Another major problem is lack of access to the legal system. There are courts in the North Kivu towns of Goma, Butembo and Beni, but most women are attacked in rural areas, miles from the nearest police station, court house or lawyer.
Rejusco, a European-funded organization to help resurrect the ailing justice system in Congo's east, estimates only two percent of sexual violence victims have access to legal assistance. Dirk Deprez, coordinator at Rejusco in Goma, says a new law on sexual violence passed by parliament in 2006 and designed to speed up the prosecution of rape cases and impose stiffer penalties has had little effect.
"It was an ambitious law in an understaffed and underequipped system," said Deprez. "It was a symbolic victory for those working on sexual violence, but we don't see a lot happening in the field since the law came out."
Van Woudenberg agrees the deck is stacked against women who want to bring charges of rape. "The investigation is never properly conducted," she said. "There are hardly any women magistrates or investigators. Women are treated so badly when they raise these issues and when they go through court proceedings."
In a recent report, the United Nations special rapporteur on violence against women said the scale and brutality of the sexual violence in the Congo amounts to war crimes and crimes against humanity.
Individual acts of rape, sexual slavery, enforced prostitution, forced pregnancy, enforced sterilization and any other form of sexual violence constituting a grave breach or serious violation of the Geneva Conventions can be prosecuted as war crimes, if they occur during either international or internal armed conflict.
That could be where the ICC comes in. With the Congolese legal system in chaos, it will likely be the Hague-based court that will hold to account some of those accused of sexual violence in North Kivu and elsewhere in the country.

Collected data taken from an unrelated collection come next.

PR #2192, opened 2024-03-12
feat: fail batches that have errors

AndreaDiotallevi:
DRAFT


cdk/lib/salesforce-disaster-recovery.ts
```diff
@@ -191,6 +193,7 @@ export class SalesforceDisasterRecovery extends GuStack {
 				stateJson: {
 					Type: 'Map',
 					MaxConcurrency: 10,
+					ToleratedFailurePercentage: 100,
```
rupertbates, line 196: Maybe put a comment here to explain why we are ignoring errors?

AndreaDiotallevi: Good point - I have added a comment

rupertbates (approved):
👍 Looks good

Issue #377, opened 2015-02-13
new user last login


kevinzurek:
When adding a new user, the last login should be never if that user hasn't logged in. Right now it's the account creation date.

kevinzurek:
Fixed in pr #379

PR #379, opened 2015-02-22
Changed last login to show "Never" when the user has never logged in.

emichaux:
I added an evolution to remove the not null constraint. The createUser method sets it to null. When creating the user item, If the last login is null, then it will set it to "Never".


kevinzurek:
Haven't gotten to testing it yet. Do those evolutions work on a database that isn't named 'femr'?

kevinzurek:
Confirmed they only work when the database is named femr, the downs throw an error when NULL age fields exist because it tries to make them NOT NULL

emichaux:
Yeah, I definitely overlooked that. Let me know what you think of this change.

kevinzurek:
Issue #377

PR #399, opened 2015-04-06
Feature conversion

aserhan:
Conversion Option to Metric


kevinzurek:
@aserhan if we move the metric setting check from the History, Medical, and Pharmacies controller to the retrieveVitalMultiMap function in the service layer then the conversion will happen everytime you need the vital map

aserhan:
So you suggest I do it that way, rather than the way I have it done now ?

app/femr/ui/controllers/HistoryController.java
```diff
@@ -102,7 +102,13 @@ public Result indexEncounterGet(int encounterId) {
         IndexEncounterMedicalViewModel indexEncounterMedicalViewModel = new IndexEncounterMedicalViewModel();
         IndexEncounterPharmacyViewModel indexEncounterPharmacyViewModel = new IndexEncounterPharmacyViewModel();
 
+        /* Alaa Serhan */
+        ServiceResponse<SettingItem> response = searchService.retrieveSystemSettings();
```
kevinzurek: Do we need to retrieve the settings here if all the patient/vital info is being converted in the service layer?

app/femr/ui/controllers/TriageController.java
```diff
@@ -136,6 +138,16 @@ public Result indexPost(int id) {
...
 
+        //Alaa Serhan
+        //Get the settings
+        ServiceResponse<SettingItem> settingItemServiceResponse = searchService.retrieveSystemSettings();
+        if (settingItemServiceResponse.hasErrors()) {
+            throw new RuntimeException();
+        }
+
+
+        SettingItem settings = settingItemServiceResponse.getResponseObject();
```
kevinzurek: this never gets used!

app/femr/ui/views/medical/edit.scala.html
```diff
@@ -30,16 +30,25 @@
...
+            } else {
+                <input type="hidden" id="vitalUnits" value="imp" />
+            }
+            
             <div id="vitalsWrap">
+                @if(viewModel.getSettings.isMetric) { <!-- Alaa Serhan -->
+                    <input type="hidden" id="vitalsUnits" value="metric" />
+                } else {
+                    <input type="hidden" id="vitalUnits" value="imp" />
+                }
```
kevinzurek: What is the purpose for these hidden input fields?

app/femr/ui/views/medical/listVitals.scala.html
```diff
@@ -57,15 +63,44 @@
...
+                        vitalMap.get("heightInches", vitalMap.getDate(dateIndex - 1)),
+                        viewModel.getSettings.isMetric,
+                        ""
+                    )
+                }
+                </td>
+            <!---  Alaa Serhan Must Format Output -->
+@*          @for(dateIndex <- 1 to vitalMap.getDateListChronological.size) {
+                    <td>@vitalMap.get("heightFeet", vitalMap.getDate(dateIndex - 1))
+                        . @vitalMap.get("heightInches", vitalMap.getDate(dateIndex - 1))</td>*@
```
kevinzurek: Can this be removed?

app/femr/ui/controllers/TriageController.java
aserhan: I will fix that. It was being user previously. I left it behind when I moved everything to Service Layer.

app/femr/ui/views/medical/edit.scala.html
aserhan: I have to test this again and fix it. This may no longer be needed. They are referenced in js.

app/femr/ui/views/medical/listVitals.scala.html
aserhan: If you mean the commented out code, yes it can be removed. However, the non commented code is to format the display for metric or imperial.

app/femr/ui/controllers/HistoryController.java
aserhan: We still need the settings in the view to output the text and display proper units when it Is imperial or metric. If you have an idea on how we can do the formatting without it I'm ready to change it.

The only thing I can do is add a variable to models..

But that's just moving stuff around.

Not really a solution...

Let me know if you have any suggestions.

kevinzurek: I see! :)

aserhan:
Are there any other comments that you have for this? Other than removing some of the things left behind.

kevinzurek:
The only thing i can find right now is that recording a new weight on the medical page breaks the BMI score. Looking into this

aserhan:
I will make sure to work on this tonight! Thank You!

aserhan:
That is the same issue whether you ONLY enter weight or ONLY enter height.

The BMI doesnt get calculated.

If a patient was initially admitted into triage and both weight and height were entered and we adding new vitals in Medical we can get the last height or weight entered if one of them is missing, and use that to calculate the BMI.

However you have the same issue in Triage, when you create a NEW patient. You can only submit weight if you want to or only submit height. But what happens if there was never height entered or never a weight entered

kevinzurek:
Look at the entries on medical as vital replacement. If height and weight are entered on triage and weight is replaced on medical, we still have height and weight for the bmi calculation

kevinzurek:
manually merged into development

PR #402, opened 2015-04-15
Feature pdf

AndreFarah:
PDF Feature


kevinzurek:
Initially just a few things i can find -

Can we change the button name from "Print" to "PDF" or "Generate PDF" since we're not actually printing with the button?

Also the controller is named "PDFConversionDemo", but it's not a demo!

conf/routes and conf/applications.conf both have commits with either formatting or comments in them. 

Other than that, great job on the re-base and facilitating multiple chief complaints!

AndreFarah:
Hey Kevin,

thank you for the feedback.

i have fixed the issues , but i didn't find any comments in my routes files
that i should get rid off.

kevinzurek:
Not so much comments, but see the diff here:

https://github.com/FEMR/femr/pull/402/files#diff-93c1ebbcb555c5f7d8ee08519974efa6

AndreFarah:
they are a copy of the same exact thing, the only difference i found is
that the research routes were duplicated, i got rid of it , also, i changed
the PDF route just now, so instead of showing in the browser "/PDFtest/2/4"
(for example)
it wouls now show :" /PDF/Pid=2/Eid=14 "  where Pid is Patient id and Eid
is Encounter id

PR #403, opened 2015-04-15
Feature revise encounter

aserhan:
Hello, 

I Fetched Amney's CurrentEditEncounter from her Fork. 

I did the cherry picking for my commit. 

I did the steps to rebase development etc..

I fixed conflicts. 

I compiled. 

Fixed Errors.

Compiled again. 

Let me Know if the Pull Request is Correct Now .

Thank You! Alaa


kevinzurek:
If you create one chief complaint for a patient and close their encounter then edit any of the fields under the chief complaint. The edits aren't reflected when the page is reloaded.

Also odd behavior if you do this with multiple chief complaints existing for that encounter.

conf/evolutions/default/9.sql
```diff
@@ -1,12 +1,12 @@
...
+                                    PRIMARY KEY (`id`) ,
+                                    UNIQUE INDEX `id_UNIQUE` (`id` ASC) ,
+                                    UNIQUE INDEX `name_UNIQUE` (`name` ASC) );
 
-# --- !Downs
+                                  # --- !Downs
 
-DROP TABLE IF EXISTS `medications`
\ No newline at end of file
+                                  DROP TABLE IF EXISTS `medications`
```
kevinzurek: this is only formatting and old evolution files shouldn't be altered

aserhan:
That is the same issue whether you ONLY enter weight or ONLY enter height.

The BMI doesnt get calculated.

If a patient was initially admitted into triage and both weight and height were entered and  we  adding new vitals in Medical we can get the last height or weight entered if one of them is missing, and use that to calculate the BMI. 

However you have the same issue in Triage, when you create a NEW patient. You can only submit weight if you want to or only submit height. But what happens if there was never height entered or never a  weight entered  .

aserhan:
Hello,
We resolved the issues you mentioned, however could not think of a solution to do Diagnoses, Dispensed Medications and the Chief Complaint name the same. There is no "History" like there is for the tab fields. You add a prescription/diagnoses or delete it. 
Do these 3 fields under the Assessment also need to be editable? If so, do you have any advice/solutions that may help in the implementation?

kevinzurek:
I think that what is editable will suffice for now. Ideally we will be able to edit the chief complaint itself, but i don't think this is an easy task and can be done in the future.

When you have 2 chief complaints, try changing one field such as Onset. It seems to change under both chief complaints (until you refresh the page).

app/femr/ui/views/history/editEncounterPost.scala.html
```diff
@@ -0,0 +1,17 @@
...
+@additionalStyles = {
+    <link rel="stylesheet" href="@routes.Assets.at("css/history.css")">
+}
+
+
+@main("History", scripts = additionalScripts, styles = additionalStyles) {
+
+
+
+}
```
kevinzurek: is this file needed?

app/femr/ui/views/history/editEncounterGet.scala.html
```diff
@@ -0,0 +1,310 @@
...
+
+@*
+@inputText("First Name", "firstName", true, if(viewModel != null) viewModel.getPatientItem.getFirstName else null, "text")
+@inputText("Last Name", "lastName", true, if(viewModel != null) viewModel.getPatientItem.getLastName else null, "text")
+@inputText("Address", "address", false, if(viewModel != null) viewModel.getPatientItem.getAddress else null, "text")
+@inputText("City", "city", true, if(viewModel != null) viewModel.getPatientItem.getCity else null, "text")
+@inputText("Age", "Years", true, if(viewModel != null) viewModel.getPatientItem.getAge else null,"text")
+@inputText("Sex", "sex", true, if(viewModel != null) viewModel.getPatientItem.getSex else null,"text")
+
+    *@
```
kevinzurek: i can't find the use for this file!

app/femr/ui/controllers/HistoryController.java
```diff
@@ -8,15 +10,21 @@
...
 import femr.ui.views.html.history.indexPatient;
+import femr.ui.views.html.history.editEncounterGet;
+import femr.ui.views.html.history.editEncounterPost;
+import femr.ui.views.html.history.listTabFieldHistory;
 import femr.util.DataStructure.Mapping.TabFieldMultiMap;
 import femr.util.DataStructure.Mapping.VitalMultiMap;
+import femr.util.stringhelpers.StringUtils;
+import play.data.Form;
 import play.mvc.Controller;
+import play.mvc.Http;
```
kevinzurek: a lot of these imports are not used

app/femr/ui/controllers/HistoryController.java
```diff
@@ -29,24 +37,31 @@
...
+    private final Form<IndexPatientViewModelPost> EditEncounterForm = Form.form(IndexPatientViewModelPost.class);
+    private final Form<fieldValueViewModel> fieldValueViewModelForm = Form.form(fieldValueViewModel.class);
+    private final IMedicationService medicationService;
     private final IEncounterService encounterService;
     private final ISessionService sessionService;
     private final ISearchService searchService;
     private final ITabService tabService;
     private final IPhotoService photoService;
     private final IVitalService vitalService;
+    private final IEncounterService assessmentService;
```
kevinzurek: some of the added services are not used

aserhan:
Okay I fixed it again. It should work better now.

kevinzurek:
Two things stand out:

1)The encounter field doesn't get updated after you change it. It stays "N/A" until you refresh the page. I think this could confuse a user because it doesn't indicate something was saved.

2)The date of medical visit is updated when you change an encounter field. This is an issue for 2 reasons: you don't know the actual date/time that the patient was seen in medical. The second reason is a little more complicated - If a patient is seen in medical and is not seen in pharmacy, the encounter will close in 2 days time. If you have a patient like this and you edit their encounter, the encounter will be re-opened because of the updating of 'date_of_medical_visit'.

For thing 2, removing line 374 in the history controller might help (;. There's also some unused services, methods, and imports in this controller. If you are using default IntelliJ key bindings you can find them by pressing f2.

kevinzurek:
manually rebased and merged. Solid work, everyone!

PR #404, opened 2015-04-15
Feature inventory

aserhan:
This is the Pull Request for Inventory.

I did the steps below.

However, I had no conflicts. 

I did a couple time to make sure. 

I compiled - No errors

I forced pushed and that it. 

Anyways let me know if all is good. 

Thank You!

Steps
git checkout development
git pull upstream development
git checkout feature
git rebase development
git status
fix any conflicts
git add file(or git add .)
git rebase --continue
git status
etc until done


kevinzurek:
Try cherry picking commit 719a05bd4bf71359607fb3f119e44a43f651108d from the inventory branch on my fork. This should fix evolution 75 for you, let me know if it doesn't work.

Did you need to seed values for the medication administrations in the DatabaseSeeder?

aserhan:
Okay I will try to do that. And yes please. I'm going to need your help with the DatabaseSeeder

kevinzurek:
Use the diagnosis seeder on line 85 here for reference:

https://github.com/FEMR/femr/blob/master/app/femr/util/startup/DatabaseSeeder.java

kevinzurek:
Pulled down your last couple commits and awesome!!! going to test more tomorrow!

kevinzurek:
As discussed:

-2 medications with only different ingredients should both be distinguishable
-error on medical and pharmacy when submitting and prescription fields are blank
-changing from BIW then back to BID will not produce the right amount any longer
-history is not showing the comprehensive dispensed prescription

aserhan:
So for the first issue we should add ingredient ONLY to distiguish it ? Do you also want this information listed in the typeahead? Should ALL the ingredients be listed along with it?

kdunlap:
Without being able to test the code at the moment, I will try best to answer your questions.

1. Add whatever is needed to the medication name so that it can be distinguished from others. If the inventory logic allows two medications with the same ingredients, then you probably need something else so they can be distinguished. I think the amount/ratio of the ingredients is more important than the ingredients themselves.

2. This information should also be listed in Typeahead, or anywhere else they will need to be distinguished for that matter. A user will use typeahead to select the patients prescriptions and will need to know exactly what they are choosing. You can do custom styles to the typeahead suggestions -- see the patient search on the homepage.

3. See answer 1.

I hope this helps.

kevinzurek:
1) The amount calculation isn't working for me on medical (if you enter BID x3, amount =  0)
2) I don't think adding a new field for ingredients is necessary. If we append it to the name of the medication, this should let someone search for "hydroco----" and see all the different kinds of hydrocodone related medication available.
3) The pharmacy needs to see the instructions. If the amount is 10, we don't automatically know if it is BID or BIW or whatever else it might be.
4) The PDF feature was merged into development - if you rebase and view the PDF, the prescription is not reflected here.

I would recommend instead of splitting the prescription displaying field into amount and name, just have one string called "prescription" that displays the entire prescription with amount, frequency, name, ingredients. This will make it easier on pdf and pharmacy. It can be created when the item is created in the service layer and you'll always have it in the UI layer.

aserhan:
Number 2  in regards this comment what do u mean can you be more specific?

kevinzurek:
When i say "field for ingredient" im referring to the ingredient column in the table on the admin screen. The name of the medication can include the ingredients (in the UI). When searching on the typeahead in medical/pharmacy, i think this would allow the user to search for the ingredient and also get the name. does that make more sense?

aserhan:
I don't understand what you mean for ingredients. 

Do you not want it seperate in database also? 

Even in the table in admin you said append to the name but what happens if there is multiple ingredients? 

Or what happens if there is the same ingredients with different  values for the measurements.

Do you want it all this appended?

kevinzurek:
Nope, i'm just referring to appending it in the service layer. The database wouldn't change. Here's a screenshot of what i'm talking about in the name column:
inventory

Perhaps make the ingredients a font size smaller? I think this would let you completely remove the ingredients column. You would also be able to display the medications this way in the typeahead and make the ingredient part of the searching.

aserhan:
All Changes have been made. 

In regards to the BID it's working on my end perfectly fine just make sure you have these values in the database table medication administrations under daily modifiers. 
daily modiefier

kevinzurek:
I have not looked, but they should be in the database seeder if they are necessary. Otherwise no one else will get them

aserhan:
I did add it to the Database Seeder.

aserhan:
Sorry I didn't mean to close

app/femr/util/startup/DatabaseSeeder.java
```diff
@@ -1042,6 +1044,149 @@ private void seedDefaultTabFieldSizes() {
...
+                medicationAdministration.setName("TID");
+                medicationAdministration.setDailyModifier(3f);
+                medicationAdministrationsToAdd.add(medicationAdministration);
+            }
+            if (!containMedicationAdministration(administrations, "TIW")) {
+                medicationAdministration = new MedicationAdministration();
+                medicationAdministration.setName("TIW");
+                medicationAdministration.setDailyModifier(0.42857f);
+                medicationAdministrationsToAdd.add(medicationAdministration);
+            }
```
kdunlap: The daily modifier values listed in your screenshot and those in the database seeder do not match up. Am I missing something?

aserhan:
Sorry for the confusion, this is what I had initially in the DB before the Seeder and some of the values are incorrect. You should have the values that are in the seeder.

kevinzurek:
The issue was because the updated seeder had the correct values and wasn't replacing the incorrect ones with the correct ones. The typeahead is also working!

Masika sends her evidence on sexual crimes committed in North Kivu to the court, which is in the process of selecting its third investigation in Congo. If that will be in North Kivu is not yet known. However, the ICC said recently that it is gathering information on crimes committed by all sides there including rape, forced displacement, killings and enlisting child soldiers.
Beatrice Le Frapper Du Hellen, the head of the ICC division working with governments to secure cooperation, told IWPR that the court is aware of the culture of sexual violence in the eastern Congo, which she described as "massive, massive shocking brutality."
"It is being used absolutely routinely with such brutality, even against very young children, that there has to be an objective in such brutality," she said.
The ICC has one Congolese militia leader in custody -- Germain Katanga -- accused of sexual slavery, among other things.
In Uganda, Joseph Kony and Vincent Otti from the Lord's Resistance Army are charged with rape and sexual enslavement while two Sudanese indictees -- Ahmed Harun and Ali Kosheyb -- are accused of 51 crimes against humanity and war crimes including rape. In the ICC's ongoing investigation in the Central African Republic, allegations of sexual crimes far outnumber alleged killings.
"With our case against Katanga we have said very clearly that sexual violence is prosecuted by the ICC," said Le Frapper. "If anybody though that sexual violence is a crime that isn't going to be prosecuted, look at Katanga, look at the Central African Republic, look at Joseph Kony, look at Harun."